*** Source information Section Begins ***

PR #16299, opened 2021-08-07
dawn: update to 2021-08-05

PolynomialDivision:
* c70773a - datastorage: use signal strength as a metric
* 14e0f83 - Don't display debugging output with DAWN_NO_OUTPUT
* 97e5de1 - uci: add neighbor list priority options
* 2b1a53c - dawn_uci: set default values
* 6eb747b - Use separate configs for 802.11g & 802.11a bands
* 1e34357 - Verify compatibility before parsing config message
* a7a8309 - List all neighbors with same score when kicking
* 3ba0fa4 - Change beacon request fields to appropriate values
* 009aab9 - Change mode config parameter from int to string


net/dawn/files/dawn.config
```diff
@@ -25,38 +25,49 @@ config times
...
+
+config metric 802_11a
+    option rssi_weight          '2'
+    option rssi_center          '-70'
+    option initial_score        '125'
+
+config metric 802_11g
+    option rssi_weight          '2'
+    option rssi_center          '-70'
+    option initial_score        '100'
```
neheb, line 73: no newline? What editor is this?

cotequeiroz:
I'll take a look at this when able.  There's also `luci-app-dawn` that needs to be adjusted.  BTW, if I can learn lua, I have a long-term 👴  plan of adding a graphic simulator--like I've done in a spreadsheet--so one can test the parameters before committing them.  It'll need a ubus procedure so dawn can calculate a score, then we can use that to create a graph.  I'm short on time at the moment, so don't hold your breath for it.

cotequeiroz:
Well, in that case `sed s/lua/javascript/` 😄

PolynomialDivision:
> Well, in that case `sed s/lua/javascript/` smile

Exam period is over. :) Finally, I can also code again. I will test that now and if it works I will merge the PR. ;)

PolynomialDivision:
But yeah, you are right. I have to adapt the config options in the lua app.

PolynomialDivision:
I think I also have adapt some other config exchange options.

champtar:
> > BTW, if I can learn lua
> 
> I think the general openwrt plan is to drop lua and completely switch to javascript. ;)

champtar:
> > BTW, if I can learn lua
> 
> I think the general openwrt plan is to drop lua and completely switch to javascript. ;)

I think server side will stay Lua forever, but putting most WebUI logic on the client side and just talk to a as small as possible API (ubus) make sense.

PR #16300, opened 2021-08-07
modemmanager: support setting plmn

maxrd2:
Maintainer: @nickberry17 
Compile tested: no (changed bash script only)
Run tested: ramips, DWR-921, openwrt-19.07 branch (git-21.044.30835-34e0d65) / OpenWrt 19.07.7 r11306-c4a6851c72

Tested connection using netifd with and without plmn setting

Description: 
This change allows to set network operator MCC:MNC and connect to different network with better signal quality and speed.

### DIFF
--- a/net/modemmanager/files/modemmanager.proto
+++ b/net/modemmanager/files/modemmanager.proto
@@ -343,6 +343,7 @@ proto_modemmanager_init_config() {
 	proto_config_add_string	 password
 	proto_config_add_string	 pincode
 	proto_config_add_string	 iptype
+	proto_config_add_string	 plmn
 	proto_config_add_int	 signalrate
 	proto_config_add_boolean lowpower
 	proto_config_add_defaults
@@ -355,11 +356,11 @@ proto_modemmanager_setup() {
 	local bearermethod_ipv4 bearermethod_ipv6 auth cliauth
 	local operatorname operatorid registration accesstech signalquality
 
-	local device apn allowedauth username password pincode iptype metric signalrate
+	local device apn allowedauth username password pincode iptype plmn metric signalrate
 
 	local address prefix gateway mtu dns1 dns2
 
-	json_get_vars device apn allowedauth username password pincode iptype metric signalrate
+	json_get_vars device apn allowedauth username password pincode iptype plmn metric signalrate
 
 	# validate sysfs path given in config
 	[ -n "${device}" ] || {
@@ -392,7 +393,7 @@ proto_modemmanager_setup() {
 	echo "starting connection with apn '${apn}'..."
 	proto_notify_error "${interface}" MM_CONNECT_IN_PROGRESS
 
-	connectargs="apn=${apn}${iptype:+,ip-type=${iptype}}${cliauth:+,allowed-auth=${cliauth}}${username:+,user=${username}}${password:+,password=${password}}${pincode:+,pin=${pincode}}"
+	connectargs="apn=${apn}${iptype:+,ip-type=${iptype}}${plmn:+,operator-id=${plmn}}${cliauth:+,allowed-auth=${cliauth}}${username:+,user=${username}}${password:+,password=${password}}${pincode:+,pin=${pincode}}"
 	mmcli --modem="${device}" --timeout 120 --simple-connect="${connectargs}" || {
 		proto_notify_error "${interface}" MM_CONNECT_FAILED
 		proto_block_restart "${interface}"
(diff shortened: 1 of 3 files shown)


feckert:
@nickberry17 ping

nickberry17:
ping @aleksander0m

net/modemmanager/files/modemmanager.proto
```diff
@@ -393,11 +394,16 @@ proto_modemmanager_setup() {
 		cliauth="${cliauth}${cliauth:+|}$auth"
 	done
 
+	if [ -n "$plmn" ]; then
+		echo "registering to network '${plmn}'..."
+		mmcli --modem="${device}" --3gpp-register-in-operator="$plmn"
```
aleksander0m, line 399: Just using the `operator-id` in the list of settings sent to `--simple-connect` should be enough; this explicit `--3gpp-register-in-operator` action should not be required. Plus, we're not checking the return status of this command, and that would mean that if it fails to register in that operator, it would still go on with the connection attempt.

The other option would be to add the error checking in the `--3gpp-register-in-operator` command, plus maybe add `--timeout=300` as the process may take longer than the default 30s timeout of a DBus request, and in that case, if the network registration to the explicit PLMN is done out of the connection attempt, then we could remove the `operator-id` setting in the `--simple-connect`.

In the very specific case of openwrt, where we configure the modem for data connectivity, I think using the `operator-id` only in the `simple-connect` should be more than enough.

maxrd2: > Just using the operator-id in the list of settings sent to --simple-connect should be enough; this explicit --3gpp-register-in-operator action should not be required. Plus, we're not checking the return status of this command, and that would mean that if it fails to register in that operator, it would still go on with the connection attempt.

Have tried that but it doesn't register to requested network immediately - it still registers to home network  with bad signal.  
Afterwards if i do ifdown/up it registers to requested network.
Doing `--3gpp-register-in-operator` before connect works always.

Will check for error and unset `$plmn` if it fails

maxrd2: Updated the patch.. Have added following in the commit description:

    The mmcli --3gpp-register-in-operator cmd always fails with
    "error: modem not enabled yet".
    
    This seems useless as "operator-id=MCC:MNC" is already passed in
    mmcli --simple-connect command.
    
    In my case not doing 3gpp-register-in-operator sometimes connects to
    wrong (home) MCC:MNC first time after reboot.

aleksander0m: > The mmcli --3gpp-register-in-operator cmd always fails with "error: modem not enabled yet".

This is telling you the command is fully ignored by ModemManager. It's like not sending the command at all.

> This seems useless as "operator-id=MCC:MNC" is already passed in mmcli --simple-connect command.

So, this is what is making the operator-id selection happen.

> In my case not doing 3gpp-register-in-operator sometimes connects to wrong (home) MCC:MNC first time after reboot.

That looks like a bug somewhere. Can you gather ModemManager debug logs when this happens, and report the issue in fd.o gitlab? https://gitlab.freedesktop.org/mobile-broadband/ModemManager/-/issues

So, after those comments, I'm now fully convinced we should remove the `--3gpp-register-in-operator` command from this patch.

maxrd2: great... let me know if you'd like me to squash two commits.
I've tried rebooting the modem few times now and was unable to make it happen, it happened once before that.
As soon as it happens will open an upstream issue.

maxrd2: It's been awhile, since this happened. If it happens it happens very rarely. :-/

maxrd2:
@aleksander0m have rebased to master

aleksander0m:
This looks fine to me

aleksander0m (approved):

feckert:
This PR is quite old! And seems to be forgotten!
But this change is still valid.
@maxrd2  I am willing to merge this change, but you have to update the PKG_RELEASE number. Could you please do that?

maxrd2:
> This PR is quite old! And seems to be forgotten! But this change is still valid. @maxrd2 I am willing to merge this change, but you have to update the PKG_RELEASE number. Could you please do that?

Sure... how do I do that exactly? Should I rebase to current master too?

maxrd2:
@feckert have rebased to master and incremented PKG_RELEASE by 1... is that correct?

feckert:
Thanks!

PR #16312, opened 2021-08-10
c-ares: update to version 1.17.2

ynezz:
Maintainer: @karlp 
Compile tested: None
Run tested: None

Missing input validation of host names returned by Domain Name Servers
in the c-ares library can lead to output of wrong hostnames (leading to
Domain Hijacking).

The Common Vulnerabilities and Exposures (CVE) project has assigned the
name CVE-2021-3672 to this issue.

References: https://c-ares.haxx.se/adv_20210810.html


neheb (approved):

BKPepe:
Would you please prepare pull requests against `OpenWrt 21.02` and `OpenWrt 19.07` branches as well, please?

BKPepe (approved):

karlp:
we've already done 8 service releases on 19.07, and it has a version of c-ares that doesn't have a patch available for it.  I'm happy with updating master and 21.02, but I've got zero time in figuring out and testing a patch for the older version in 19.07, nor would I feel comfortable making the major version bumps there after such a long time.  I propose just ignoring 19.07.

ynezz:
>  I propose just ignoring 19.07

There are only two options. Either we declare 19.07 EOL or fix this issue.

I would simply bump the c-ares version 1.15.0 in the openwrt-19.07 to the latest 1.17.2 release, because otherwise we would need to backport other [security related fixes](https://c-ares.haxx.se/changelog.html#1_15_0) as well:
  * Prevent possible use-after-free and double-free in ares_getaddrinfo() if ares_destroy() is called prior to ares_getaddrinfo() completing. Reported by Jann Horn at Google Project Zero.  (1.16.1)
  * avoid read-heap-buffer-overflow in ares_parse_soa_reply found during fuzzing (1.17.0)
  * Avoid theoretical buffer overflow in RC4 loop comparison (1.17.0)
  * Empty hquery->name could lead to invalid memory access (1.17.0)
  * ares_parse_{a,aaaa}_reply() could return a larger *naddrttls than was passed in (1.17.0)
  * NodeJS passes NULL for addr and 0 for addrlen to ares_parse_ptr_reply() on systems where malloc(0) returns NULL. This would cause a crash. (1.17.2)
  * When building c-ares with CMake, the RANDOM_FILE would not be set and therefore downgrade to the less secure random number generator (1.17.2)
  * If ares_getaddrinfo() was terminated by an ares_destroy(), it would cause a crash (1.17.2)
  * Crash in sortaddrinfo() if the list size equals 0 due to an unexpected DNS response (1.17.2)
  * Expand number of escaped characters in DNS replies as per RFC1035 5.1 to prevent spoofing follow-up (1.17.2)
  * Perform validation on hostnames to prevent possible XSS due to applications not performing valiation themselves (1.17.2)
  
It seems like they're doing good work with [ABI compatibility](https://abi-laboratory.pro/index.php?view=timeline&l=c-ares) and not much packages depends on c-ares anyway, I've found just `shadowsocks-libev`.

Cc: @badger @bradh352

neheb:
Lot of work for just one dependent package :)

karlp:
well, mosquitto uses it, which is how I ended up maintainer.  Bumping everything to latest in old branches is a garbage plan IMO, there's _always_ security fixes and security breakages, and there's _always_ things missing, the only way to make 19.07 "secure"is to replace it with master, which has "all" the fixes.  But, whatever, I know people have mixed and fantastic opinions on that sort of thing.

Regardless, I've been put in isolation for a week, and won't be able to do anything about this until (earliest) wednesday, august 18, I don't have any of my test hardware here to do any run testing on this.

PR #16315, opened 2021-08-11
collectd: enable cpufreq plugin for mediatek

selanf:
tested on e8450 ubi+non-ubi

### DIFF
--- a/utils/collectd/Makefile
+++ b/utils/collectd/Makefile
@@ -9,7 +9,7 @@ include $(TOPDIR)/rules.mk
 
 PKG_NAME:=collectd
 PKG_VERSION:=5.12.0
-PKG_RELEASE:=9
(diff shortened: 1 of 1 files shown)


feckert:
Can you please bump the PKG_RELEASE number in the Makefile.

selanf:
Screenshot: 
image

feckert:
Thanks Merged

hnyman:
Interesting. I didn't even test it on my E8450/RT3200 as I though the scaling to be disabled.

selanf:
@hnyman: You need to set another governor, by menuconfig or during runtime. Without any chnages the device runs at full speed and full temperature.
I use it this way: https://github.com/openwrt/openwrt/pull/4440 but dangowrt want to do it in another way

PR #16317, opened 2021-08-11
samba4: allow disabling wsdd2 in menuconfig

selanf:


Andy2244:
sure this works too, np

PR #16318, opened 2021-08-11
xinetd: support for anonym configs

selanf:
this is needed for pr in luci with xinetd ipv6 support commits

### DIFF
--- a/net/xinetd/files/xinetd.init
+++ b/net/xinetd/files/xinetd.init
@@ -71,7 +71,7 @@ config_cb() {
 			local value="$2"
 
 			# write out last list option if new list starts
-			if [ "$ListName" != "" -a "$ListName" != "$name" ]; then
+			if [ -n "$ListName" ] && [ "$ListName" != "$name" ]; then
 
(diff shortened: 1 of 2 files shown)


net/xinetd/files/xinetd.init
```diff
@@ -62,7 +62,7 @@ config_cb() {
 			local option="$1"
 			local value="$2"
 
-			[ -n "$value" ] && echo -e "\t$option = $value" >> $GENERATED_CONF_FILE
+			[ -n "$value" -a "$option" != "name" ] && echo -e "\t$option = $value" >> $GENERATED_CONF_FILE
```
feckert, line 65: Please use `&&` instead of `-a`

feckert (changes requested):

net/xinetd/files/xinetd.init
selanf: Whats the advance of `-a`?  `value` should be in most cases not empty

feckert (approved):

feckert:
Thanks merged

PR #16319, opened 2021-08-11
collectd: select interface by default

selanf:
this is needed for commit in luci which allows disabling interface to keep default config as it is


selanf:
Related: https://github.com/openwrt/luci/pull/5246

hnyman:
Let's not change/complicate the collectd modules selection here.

*** Source information Section Ends ***

Work required - Which of the lines above hold the string "useless"? Pick each of them out.

Task result -
    This seems useless as "operator-id=MCC:MNC" is already passed in
> This seems useless as "operator-id=MCC:MNC" is already passed in mmcli --simple-connect command.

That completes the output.